### TASK REQUIREMENTS
Please print the entries below exactly, from the line with "PR #1381, opened 2024-03-20" through the line with "Please check this", including both of those lines and leaving out all others.

Stored items:
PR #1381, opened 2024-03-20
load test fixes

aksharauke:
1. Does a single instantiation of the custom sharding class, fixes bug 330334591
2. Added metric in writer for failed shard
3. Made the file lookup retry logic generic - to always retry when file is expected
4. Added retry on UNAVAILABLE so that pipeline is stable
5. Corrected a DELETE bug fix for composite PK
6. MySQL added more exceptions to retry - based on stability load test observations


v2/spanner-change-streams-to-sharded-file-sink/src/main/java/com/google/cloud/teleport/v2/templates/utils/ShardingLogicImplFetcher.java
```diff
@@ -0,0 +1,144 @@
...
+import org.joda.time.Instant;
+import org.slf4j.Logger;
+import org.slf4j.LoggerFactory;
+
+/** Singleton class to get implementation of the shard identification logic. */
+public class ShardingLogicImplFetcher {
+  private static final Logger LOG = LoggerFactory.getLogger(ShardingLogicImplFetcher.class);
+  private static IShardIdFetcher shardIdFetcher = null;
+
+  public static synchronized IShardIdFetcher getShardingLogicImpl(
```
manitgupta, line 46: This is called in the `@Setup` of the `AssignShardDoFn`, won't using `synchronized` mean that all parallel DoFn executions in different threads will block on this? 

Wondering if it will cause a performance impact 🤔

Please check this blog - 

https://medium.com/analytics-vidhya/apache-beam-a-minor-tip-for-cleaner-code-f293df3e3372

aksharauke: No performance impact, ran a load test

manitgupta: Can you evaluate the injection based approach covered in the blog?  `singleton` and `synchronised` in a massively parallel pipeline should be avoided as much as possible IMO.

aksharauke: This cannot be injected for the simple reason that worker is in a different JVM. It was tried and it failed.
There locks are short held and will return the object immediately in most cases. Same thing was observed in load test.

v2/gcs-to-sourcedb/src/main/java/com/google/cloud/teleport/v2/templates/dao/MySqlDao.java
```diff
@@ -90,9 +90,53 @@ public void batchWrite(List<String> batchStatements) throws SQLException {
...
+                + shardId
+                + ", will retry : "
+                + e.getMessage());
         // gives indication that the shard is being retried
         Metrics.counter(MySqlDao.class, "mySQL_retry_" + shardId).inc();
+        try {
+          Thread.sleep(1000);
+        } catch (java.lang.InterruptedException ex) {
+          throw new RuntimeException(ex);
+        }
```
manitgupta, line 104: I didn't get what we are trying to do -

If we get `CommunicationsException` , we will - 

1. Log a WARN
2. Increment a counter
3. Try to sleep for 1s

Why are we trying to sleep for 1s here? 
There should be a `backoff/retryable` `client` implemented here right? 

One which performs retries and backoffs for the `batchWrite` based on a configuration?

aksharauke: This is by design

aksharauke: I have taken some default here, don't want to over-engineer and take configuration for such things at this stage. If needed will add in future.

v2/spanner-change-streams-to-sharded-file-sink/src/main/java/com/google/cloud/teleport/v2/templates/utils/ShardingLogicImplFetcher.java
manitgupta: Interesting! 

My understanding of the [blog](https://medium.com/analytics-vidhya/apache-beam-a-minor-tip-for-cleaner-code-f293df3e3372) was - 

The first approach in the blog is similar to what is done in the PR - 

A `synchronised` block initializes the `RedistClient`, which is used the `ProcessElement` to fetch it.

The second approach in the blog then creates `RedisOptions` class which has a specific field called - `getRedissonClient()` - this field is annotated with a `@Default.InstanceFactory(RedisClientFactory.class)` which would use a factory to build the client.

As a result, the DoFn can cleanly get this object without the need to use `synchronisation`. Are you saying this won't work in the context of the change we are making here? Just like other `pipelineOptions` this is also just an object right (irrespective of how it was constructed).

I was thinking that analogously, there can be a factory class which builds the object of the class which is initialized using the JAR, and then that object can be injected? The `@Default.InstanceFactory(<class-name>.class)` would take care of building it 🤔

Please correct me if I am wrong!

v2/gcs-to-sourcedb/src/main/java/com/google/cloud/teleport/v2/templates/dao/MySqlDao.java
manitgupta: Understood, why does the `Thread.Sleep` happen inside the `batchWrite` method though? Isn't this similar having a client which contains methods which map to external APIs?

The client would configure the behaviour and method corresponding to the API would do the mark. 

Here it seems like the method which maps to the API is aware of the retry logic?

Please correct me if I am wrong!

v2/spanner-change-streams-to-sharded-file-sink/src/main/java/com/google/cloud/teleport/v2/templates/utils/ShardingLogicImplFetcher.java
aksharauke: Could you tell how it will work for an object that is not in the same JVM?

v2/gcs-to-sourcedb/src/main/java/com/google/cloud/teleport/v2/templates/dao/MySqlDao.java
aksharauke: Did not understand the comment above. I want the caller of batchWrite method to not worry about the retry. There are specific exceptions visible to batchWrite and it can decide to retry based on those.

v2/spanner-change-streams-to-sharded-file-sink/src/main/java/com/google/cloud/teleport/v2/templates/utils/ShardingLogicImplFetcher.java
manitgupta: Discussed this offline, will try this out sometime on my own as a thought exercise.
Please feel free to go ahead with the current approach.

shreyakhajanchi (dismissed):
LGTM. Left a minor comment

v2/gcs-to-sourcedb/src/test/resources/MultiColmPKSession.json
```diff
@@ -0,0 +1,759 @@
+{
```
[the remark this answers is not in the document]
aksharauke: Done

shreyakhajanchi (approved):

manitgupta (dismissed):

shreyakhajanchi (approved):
--
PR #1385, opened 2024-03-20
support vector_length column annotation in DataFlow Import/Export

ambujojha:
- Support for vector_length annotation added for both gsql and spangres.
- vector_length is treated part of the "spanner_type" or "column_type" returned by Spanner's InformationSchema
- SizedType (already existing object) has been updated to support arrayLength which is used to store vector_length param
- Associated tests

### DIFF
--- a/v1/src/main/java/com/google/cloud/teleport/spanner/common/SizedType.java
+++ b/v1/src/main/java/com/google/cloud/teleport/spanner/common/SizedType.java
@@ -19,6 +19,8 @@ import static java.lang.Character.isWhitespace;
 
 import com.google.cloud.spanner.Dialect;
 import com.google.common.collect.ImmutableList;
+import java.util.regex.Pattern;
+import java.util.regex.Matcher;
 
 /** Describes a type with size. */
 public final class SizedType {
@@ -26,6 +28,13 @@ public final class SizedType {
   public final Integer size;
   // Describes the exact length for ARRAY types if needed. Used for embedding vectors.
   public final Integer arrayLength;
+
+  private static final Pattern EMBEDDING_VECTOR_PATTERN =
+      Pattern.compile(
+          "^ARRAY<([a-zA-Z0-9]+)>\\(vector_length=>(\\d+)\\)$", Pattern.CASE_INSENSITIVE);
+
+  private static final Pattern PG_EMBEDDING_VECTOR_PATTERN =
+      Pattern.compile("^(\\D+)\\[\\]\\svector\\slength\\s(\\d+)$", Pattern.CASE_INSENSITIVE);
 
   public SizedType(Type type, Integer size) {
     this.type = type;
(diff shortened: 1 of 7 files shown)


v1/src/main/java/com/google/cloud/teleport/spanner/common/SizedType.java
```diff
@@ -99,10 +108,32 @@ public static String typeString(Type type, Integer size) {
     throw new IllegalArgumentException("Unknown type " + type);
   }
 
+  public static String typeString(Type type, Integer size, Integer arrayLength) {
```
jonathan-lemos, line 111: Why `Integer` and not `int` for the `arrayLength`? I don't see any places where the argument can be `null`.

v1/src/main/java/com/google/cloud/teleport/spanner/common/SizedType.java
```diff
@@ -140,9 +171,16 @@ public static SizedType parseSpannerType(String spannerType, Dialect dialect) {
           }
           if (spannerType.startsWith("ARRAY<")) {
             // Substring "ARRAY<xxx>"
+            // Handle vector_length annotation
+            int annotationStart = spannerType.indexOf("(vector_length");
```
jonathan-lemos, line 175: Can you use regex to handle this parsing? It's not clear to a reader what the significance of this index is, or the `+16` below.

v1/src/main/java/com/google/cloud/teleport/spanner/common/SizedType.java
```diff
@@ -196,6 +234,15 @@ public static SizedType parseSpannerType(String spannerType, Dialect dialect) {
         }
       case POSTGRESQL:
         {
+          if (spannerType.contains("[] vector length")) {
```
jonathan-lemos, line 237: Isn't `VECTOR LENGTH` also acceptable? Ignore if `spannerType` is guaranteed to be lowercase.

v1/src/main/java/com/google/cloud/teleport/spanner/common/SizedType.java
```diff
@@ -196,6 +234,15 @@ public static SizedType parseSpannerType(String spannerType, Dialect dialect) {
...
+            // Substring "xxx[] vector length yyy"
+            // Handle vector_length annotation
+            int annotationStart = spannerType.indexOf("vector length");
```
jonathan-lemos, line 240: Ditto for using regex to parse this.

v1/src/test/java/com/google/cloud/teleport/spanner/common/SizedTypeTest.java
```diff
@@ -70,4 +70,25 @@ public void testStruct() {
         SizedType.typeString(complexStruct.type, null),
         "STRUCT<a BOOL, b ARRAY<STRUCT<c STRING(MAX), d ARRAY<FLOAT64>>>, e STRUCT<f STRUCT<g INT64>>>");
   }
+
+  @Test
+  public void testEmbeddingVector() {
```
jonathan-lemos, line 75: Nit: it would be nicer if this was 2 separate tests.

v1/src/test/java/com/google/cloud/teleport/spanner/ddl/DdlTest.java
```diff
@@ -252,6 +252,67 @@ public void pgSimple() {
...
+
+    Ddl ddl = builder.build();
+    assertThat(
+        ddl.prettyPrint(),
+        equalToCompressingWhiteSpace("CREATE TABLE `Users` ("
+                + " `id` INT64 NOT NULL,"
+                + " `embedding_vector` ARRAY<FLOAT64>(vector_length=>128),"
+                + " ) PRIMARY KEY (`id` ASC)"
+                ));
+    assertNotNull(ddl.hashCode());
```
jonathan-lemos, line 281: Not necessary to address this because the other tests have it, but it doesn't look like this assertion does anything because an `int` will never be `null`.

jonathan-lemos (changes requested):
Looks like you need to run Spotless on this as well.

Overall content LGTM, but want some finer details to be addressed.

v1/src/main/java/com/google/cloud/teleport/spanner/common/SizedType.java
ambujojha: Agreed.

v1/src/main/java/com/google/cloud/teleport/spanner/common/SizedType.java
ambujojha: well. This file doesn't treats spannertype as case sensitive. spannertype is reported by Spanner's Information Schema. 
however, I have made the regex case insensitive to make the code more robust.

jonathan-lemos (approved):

### RESPONSE FOR THIS EXERCISE
PR #1381, opened 2024-03-20
load test fixes

aksharauke:
1. Does a single instantiation of the custom sharding class, fixes bug 330334591
2. Added metric in writer for failed shard
3. Made the file lookup retry logic generic - to always retry when file is expected
4. Added retry on UNAVAILABLE so that pipeline is stable
5. Corrected a DELETE bug fix for composite PK
6. MySQL added more exceptions to retry - based on stability load test observations


v2/spanner-change-streams-to-sharded-file-sink/src/main/java/com/google/cloud/teleport/v2/templates/utils/ShardingLogicImplFetcher.java
```diff
@@ -0,0 +1,144 @@
...
+import org.joda.time.Instant;
+import org.slf4j.Logger;
+import org.slf4j.LoggerFactory;
+
+/** Singleton class to get implementation of the shard identification logic. */
+public class ShardingLogicImplFetcher {
+  private static final Logger LOG = LoggerFactory.getLogger(ShardingLogicImplFetcher.class);
+  private static IShardIdFetcher shardIdFetcher = null;
+
+  public static synchronized IShardIdFetcher getShardingLogicImpl(
```
manitgupta, line 46: This is called in the `@Setup` of the `AssignShardDoFn`, won't using `synchronized` mean that all parallel DoFn executions in different threads will block on this? 

Wondering if it will cause a performance impact 🤔

Please check this blog - 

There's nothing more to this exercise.